As baby boomers flock toward retirement in ever-increasing numbers, industries are gearing up to capitalize on this historic demographic revolution. But for all the attention, one sector has been strangely absent from the conversation: higher education.
This is especially troubling given that, perhaps more than any other sector, higher education will need to rethink itself as the population ages. In 2009 a report from Chronicle Research Services sounded the alarm, warning that the vast majority of traditional four-year private colleges were heading down the path to extinction unless they shifted demographic gears. Along with highlighting the dwindling numbers of affluent white high-school students in most of the country, and the growing number of financially strapped teens from diverse ethnic groups, “The College of 2020: Students” found that “the adult-education market will be the fastest-growing one in higher education for the foreseeable future.”
And yet, five years later, little has changed. Higher education as a whole has yet to focus on this seismic change—including the exponential increase in potential students in their 50s and beyond. By 2030, 112 million Americans will be over 55, up from some 76 million today. In less than 20 years, our country’s demographics will undergo tectonic shifts. Today, one in 10 Americans is older than 65; in 25 years, more than one in four will be over 65.
At a time when traditional “retirement” increasingly marks the beginning of a new phase of work (whether by choice, necessity, or some combination of the two), millions will need help if they are to make a successful transition. Looking toward another two, three, or even four decades of healthy active life, many people are eager to gain new skills and the credentials that will help them move into a new work-life chapter. Like students of traditional college age, they also will need help navigating what is fast being recognized as one of life’s major transitions, akin to adolescence in its significance.
Here we have the makings of a win-win scenario. Colleges need students, and a growing underserved population needs supportive educational pathways into a new life chapter, precisely what colleges have historically provided. So why the deafening silence?
One reason is the traditionally conservative nature of higher education in the United States. Over my 30-year career in higher education, most recently as president of a college focused on adult learners, I have watched a steady growth in adult students, to the point where they are a majority on many campuses. And yet, despite that sea change, the population has remained marginal—all but invisible—in larger conversations about the future of higher education.
To be sure, higher education is not entirely to blame. Campuses reflect the habits and biases of the larger culture. We live in a nation where youth is celebrated and aging is associated with decline and thus, almost by definition, is not seen as a market for education, which is designed to prepare students for the future. According to that outdated construct, older people have nothing to contribute because their working lives are in the rear-view mirror.

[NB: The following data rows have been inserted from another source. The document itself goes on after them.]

PR #232, opened 2026-05-18
fix(UX): remove About button from scenario-select screen

cgruber:
## Prerequisites
- [x] Parent PR merged: #231

## Summary
- Removes the duplicate About button from the scenario-select screen
- About remains accessible from the main menu (`btn-main-about`), which is the appropriate entry point
- Removes the now-dead `btn-about` / `btn-about-close` event listeners from `showScenarioSelect()`

## Validation performed
- [ ] N/A — kubectl dry-run (not infra)
- [ ] N/A — sops decrypt (not infra)
- Verified: main menu About button and close flow unaffected; scenario-select no longer shows About

- Web game only

## Tickets addressed
- N/A (minor UX cleanup)

## Rollback
- Revert this commit; the button and listeners are self-contained

### DIFF
--- a/game/web/src/main.ts
+++ b/game/web/src/main.ts
@@ -368,15 +368,6 @@ const IS_DEBUG = (debugParam !== null && debugParam !== "off") ||
 			renderScenarioCards();
 		});
 
-		// About button
-		document.getElementById("btn-about")?.addEventListener("click", () => {
-			scenarioSelectEl?.classList.add("hidden");
-			document.getElementById("about-screen")?.classList.remove("hidden");
-		});
-		document.getElementById("btn-about-close")?.addEventListener("click", () => {
-			document.getElementById("about-screen")?.classList.add("hidden");
-			scenarioSelectEl?.classList.remove("hidden");
-		});
 	}
 
 	// ── Startup routing (GAME-021 / GAME-048) ────────────────────────────────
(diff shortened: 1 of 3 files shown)


game/web/src/main.ts
```diff
@@ -368,15 +368,6 @@ const IS_DEBUG = (debugParam !== null && debugParam !== "off") ||
...
-		// About button
-		document.getElementById("btn-about")?.addEventListener("click", () => {
-			scenarioSelectEl?.classList.add("hidden");
-			document.getElementById("about-screen")?.classList.remove("hidden");
-		});
-		document.getElementById("btn-about-close")?.addEventListener("click", () => {
-			document.getElementById("about-screen")?.classList.add("hidden");
-			scenarioSelectEl?.classList.remove("hidden");
-		});
 	}
```
cgruber, line 371: The listener removal is correct, but the e2e test that covers this flow was not updated.

`game/web/e2e/scenarios.spec.ts` line 884 — `"about page: accessible from select screen and shows educational content"` — navigates to the scenario-select screen and clicks `#btn-about` (line 891), which no longer exists. It also clicks `#btn-about-close` (line 896) and asserts that `#scenario-select` becomes visible again — but `#btn-about-close` now navigates back to the **main menu**, so that assertion would also fail.

This test needs to be rewritten to reflect the new flow: navigate to `/`, click `#btn-main-about`, verify content, click `#btn-about-close`, verify main menu is visible (not scenario-select). The test title should also be updated since About is no longer accessible from the select screen.

Without this fix, CI will fail.

cgruber: Fixed. Updated the e2e test to navigate via the main menu About button instead: loads `/`, waits for `#main-menu`, clicks `#btn-main-about`, verifies content, clicks `#btn-about-close`, verifies main menu visible. Squashed into the same commit and pushed.

PR #233, opened 2026-05-18
feat(debug): force-win plays result screen; per-criterion pass/fail replay

cgruber:
## Prerequisites
- [x] Parent PR merged: #232

## Summary
- Debug force-win (`⚡ Force Win`) now opens the result screen with all criteria forced to pass, running the full sequential reveal animation instead of navigating away — lets animators and testers verify the reveal flow without solving a map
- In debug mode (`?debug`), each criterion row gains `✓ pass` and `✗ fail` buttons; clicking either cancels any in-flight animation and re-runs the single-row reveal with the chosen verdict (audio + character sprite transition included), enabling per-criterion audio and animation testing in isolation
- Shared `activeTimeouts` array replaces the previous `pendingTimeouts` local so both the main reveal, skip handler, debug replay, and Keep Drawing all cancel from the same source — no more orphaned audio after clicking Fix It during a replay

## Validation performed
- [ ] N/A — kubectl dry-run (not infra)
- [ ] N/A — sops decrypt (not infra)
- TypeScript typecheck passes (`bazel test //game/web:app_typecheck_test`)
- Built clean (`bazel build //game/web:app`)
- Manually verified: Force Win opens result screen with all-green criteria reveal; pass/fail buttons replay individual rows with correct audio

- Web game only (debug-mode behaviour; no change to production path)

## Tickets addressed
- N/A (debug tooling improvement)

## Rollback
- Revert this commit; changes are self-contained to `showResultScreen` and the debug win button

### DIFF
--- a/game/web/src/main.ts
+++ b/game/web/src/main.ts
@@ -880,7 +880,7 @@ const IS_DEBUG = (debugParam !== null && debugParam !== "off") ||
 		verdict.style.opacity = "1";
 	}
 
-	function showResultScreen() {
+	function showResultScreen(debugForcePass = false) {
 		if (!resultScreen || !resultVerdict || !resultSubtitle || !resultCriteriaList) return;
 		if (skipClickHandler) { btnRevealSkip?.removeEventListener("click", skipClickHandler); skipClickHandler = null; }
 
@@ -895,7 +895,7 @@ const IS_DEBUG = (debugParam !== null && debugParam !== "off") ||
 		);
 
 		// GAME-059: detect invalid map before running criterion evaluation.
-		const mapIsValid = isMapSubmittable(validity, scenario.rules);
+		let mapIsValid = isMapSubmittable(validity, scenario.rules);
 
 		const evalResult = evaluateCriteria(
 			scenario.success_criteria,
@@ -910,7 +910,12 @@ const IS_DEBUG = (debugParam !== null && debugParam !== "off") ||
 		);
 
 		// GAME-059: overall pass requires a valid map AND all required criteria passing.
-		const overallPass = mapIsValid && evalResult.overallPass;
+		let overallPass = mapIsValid && evalResult.overallPass;
+
+		if (debugForcePass) {
+			mapIsValid = true;
+			overallPass = true;
+		}
 
 		resultVerdict.textContent = overallPass ? "Map Passed!" : "Map Failed";
 		resultVerdict.className = overallPass ? "pass" : "fail";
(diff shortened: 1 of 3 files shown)


game/web/src/main.ts
```diff
@@ -957,6 +965,98 @@ const IS_DEBUG = (debugParam !== null && debugParam !== "off") ||
...
+			}
+		}
+
+		// Debug: reset a single row to pending and re-run its reveal with a forced result.
+		// Cancels any in-flight animations (main reveal or a prior replay) before starting.
+		function debugReplayRow(row: HTMLElement, newPassed: boolean): void {
+			for (const t of activeTimeouts) clearTimeout(t);
+			activeTimeouts = [];
+			row.dataset["passed"] = String(newPassed);
+			row.dataset["finalized"] = "false";
```
cgruber, line 1027: **Stale `{ once: true }` listener on `btnRevealSkip` after `debugReplayRow` fires**

`debugReplayRow` sets `skipClickHandler` to a new cancel lambda, but it doesn't remove the
main-reveal `skipHandler` that was registered on `btnRevealSkip` as `{ once: true }` (line ~1207
in the new file). If a debug replay is triggered while the main reveal is still in flight (i.e.,
before the main reveal's chain has finished and hidden `resultRevealControls`), two things can
happen when the user then clicks the Skip button:

1. The `once` listener fires `skipHandler`, which iterates all `rowElements` and calls
   `finalizeRow` on them — including the row currently mid-replay. Because `debugReplayRow` resets
   `dataset["finalized"]` to `"false"`, that row will be finalized by the stale handler to
   whatever `dataset["passed"]` says. This is largely benign (the `finalized` guard prevents
   double-work on already-done rows), but it's unintentional: the old skipHandler snaps the
   replay row to final state outside the replay's own lifecycle.

2. `skipHandler` also calls `resultRevealControls.style.display = "none"`, hiding the Skip button
   mid-replay — the replay has no way to re-show it once it finishes naturally.

**Fix**: at the top of `debugReplayRow`, remove the old listener before installing the new cancel
hook:

```ts
if (skipClickHandler) {
    btnRevealSkip?.removeEventListener("click", skipClickHandler);
    skipClickHandler = null;
}
```

(The same pattern already used at the top of `showResultScreen` itself, line 885.)

This is only reachable in `?debug` mode, so it's not a production correctness issue, but it's
worth tightening since the PR explicitly targets reliable debug replay.

game/web/src/main.ts
```diff
@@ -957,6 +965,98 @@ const IS_DEBUG = (debugParam !== null && debugParam !== "off") ||
...
+					const gender = democode.length >= 2 ? democode.slice(-1) : "";
+					clipName = (gender === "m" || gender === "f")
+						? `${type}-${audioState}-${gender}`
+						: `${type}-${audioState}`;
+				} else if (type === "judge") {
+					clipName = `judge-${audioState}`;
+				} else {
+					// party
+					clipName = passed ? "party-approve" : "party-disapprove";
+				}
```
cgruber, line 1011: **Animation reset: `row.style.animation = "none"` before reflow is correct, but the 50 ms gap makes the reflow stale**

The reset sequence is:
```ts
row.style.animation = "none";
void row.offsetHeight;            // forces reflow synchronously
// ... then 50 ms later:
row.style.animation = `criterionReveal ${ROW_FADE_MS}ms ease forwards`;
```

Setting `animation` to `"none"` and immediately forcing a reflow is the standard browser trick to
restart a CSS animation. That part is fine. However, the reflow happens synchronously *before* the
50 ms `setTimeout`, while the animation re-trigger happens *inside* that timeout. In practice the
50 ms gap is long enough that no second reflow is needed, so this works. The only mild concern is
that the `void offsetHeight` on line 112 is now doing double duty as both "wait for pending style
flush" and "force layout" — and the real restart actually depends on the timer. If 0 ms were
sufficient, the 50 ms could be 0; the 50 ms is likely there to let the `rc-pending` class and
`opacity: ""` reset paint before the animation fires, which is reasonable.

No action required — just flagging that this is intentional and correct, not accidentally stale.

game/web/src/main.ts
cgruber: Fixed. Added the same guard that showResultScreen uses at its top: removes the stale once-listener from btnRevealSkip and nulls skipClickHandler before clearing activeTimeouts. Pushed.

game/web/src/main.ts
cgruber: No change. The `void row.offsetHeight` reflow happens synchronously before the 50ms setTimeout fires, so the browser processes the `animation: none` state before the new animation name is assigned. The 50ms timeout is what gives the animation a chance to re-trigger after the reflow — this is the standard CSS animation reset pattern.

And while most colleges now offer programs for adults, whether in the form of continuing education, alumni activities, or customized programs for executives, those offerings have remained for the most part marginal, the stepchildren of a higher-education system oriented toward youth. (Our collective unwillingness to engage with an aging population is also reflected in the fact that, despite a tight job market for recent graduates, academic programs in gerontology—a field with rapid job growth—struggle to attract students.)
Further complicating the situation is widespread resistance to thinking outside the higher-ed box. In an increasingly competitive market, colleges are spending small fortunes on data and marketing analysis. What’s generally missing is a willingness to follow where the data lead, without preconceptions. What are the key drivers of the market for adult learners? What are their learning needs, interests, and styles? We have yet to answer such questions; indeed, there has been a dearth of comprehensive research on those issues. As a group, colleges will need to remedy this if they hope to remain relevant—and solvent.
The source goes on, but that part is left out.